Natural language processing (NLP) provides techniques that aid the conversion of text into a structured representation, which is potentially a valuable source of information for improving clinical care and supporting research in medical domain.1,2 Used on radiology reports and biopsy results, NLP techniques enable automatic identification and extraction of information. For most patients suffer from prostate diseases, they always conduct tests including radiology and biopsy. And it is an interesting task to explore the prostate MR findings and prostate biopsy, which have not been studied in other research center.
Purpose
Methods
The current study was approved by hospital, and the reports used in this study were obtained from patients underwent prostate MR and biopsy from Mar. 2015 to Dec. 2016. The diagnostic sites in MR reports and corresponding prostate biopsy reports were collected. Prostate biopsy report contains the number of puncture needles and which needles can find malignant indication. The patients who have no diagnostic site or have no information about puncture needles were excluded. In total, 104 patients were included in our study. The specific process is as follows:
1. Extraction and normalization in MR reports: In order to extract and normalize diagnostic sites in MR report, a standard prostate anatomical site form was constructed, which contains 3 levels (section, zone and side). Using the knowledge, we built a knowledge-based extraction method to convert every site description into a tri-tuple contains Section, Zone and Side.
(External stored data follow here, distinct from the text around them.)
Issue #556, opened 2021-05-24
Add Storybook to UIDS


pyrello:
# Motivation

Storybook is a development tool that allows for easily building and testing components. It has a "knobs" feature that allows you to change settings on a component (such as background color or text orientation) without having to build separate example components for every combination of variations. It would be a powerful tool to ensure better outcomes when testing new features and changes to existing features.

bspeare:
Adding this here in case we need it https://storybook.js.org/blog/storybook-for-vite/.

pyrello:
This was done in #673.

PR #578, opened 2021-06-11
Beginning of Storybook integration

pyrello:
Starting to address #556


pyrello:
This already happened in #673.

2. Extracting information in biopsy reports: As for prostate biopsy reports, we focused on the number of biopsy needles and which needles can find tumor. A rule-based method was constructed to extract the two elements. Another information we extracted is the biopsy diagnosis, such as prostate cancer, hyperplasia, inflammation and no tumor. And all analysis was conducted in patients with prostate cancer.
3. Correlation analysis: To conduct correlation analysis between diagnostic sites in MR report and the number of puncture needles, we generated the relation between the number of diagnostic sites and the number of puncture needles, the relation between the number of diagnostic sections and the number of puncture needles, along with the relation between the number of diagnostic zones and the number of puncture needles. The correlation between specific sites and the number of puncture needles along with which needles can find tumor was generated using the same method.
Results
Totally 104 patients were included in our study, in which 59 patients with prostate cancer, 6 patients with benign prostate hyperplasia, 15 patients with inflammation and 20 patients with no diagnosis of prostate cancer were included in final results. Other patients were excluded because of uncertainty on which needles can find tumor. And all analysis was conducted just in patients with prostate cancer.
1. The results (Fig. 1) indicate that most MR report just have one or two sites and the common number of puncture needles are 12,13 and 15.
2. The correlation between specific sites and the number of puncture needles along with which needles can find tumor are showed in Fig. 2. We found that all patients who have “Matrix zone” in MR diagnosis would have 13 puncture needles in biopsy.
Discussion
Information extraction using Natural Language Processing (NLP) and series of correlation analysis were conducted in this study and our results show few interesting findings, in particular, patients who have “Matrix zone” in MR diagnosis would have 13 puncture needles in biopsy. We think that the position of Matrix zone in MR reports is in corresponding to the region of 13 puncture needles in biopsy. Limited number of cases and the single method may influenced results. So in the future, more eligible patients could be collected, we also plan to optimize our analysis methods using suitable statistical model.Conclusion
It is feasible to use the natural language processing to explore the correlation of prostate MR findings and prostate biopsy.1. Pons E, Braun LM, Hunink MG, et al. Natural Language Processing in Radiology: A Systematic Review. Radiology. 2016;279(2):329 - 343.
2. Cai T, Giannopoulos AA, Yu S, et al. Natural Language Processing Technologies in Radiology Research and Clinical Application. Radiographics. 2016;36(1):176 - 191.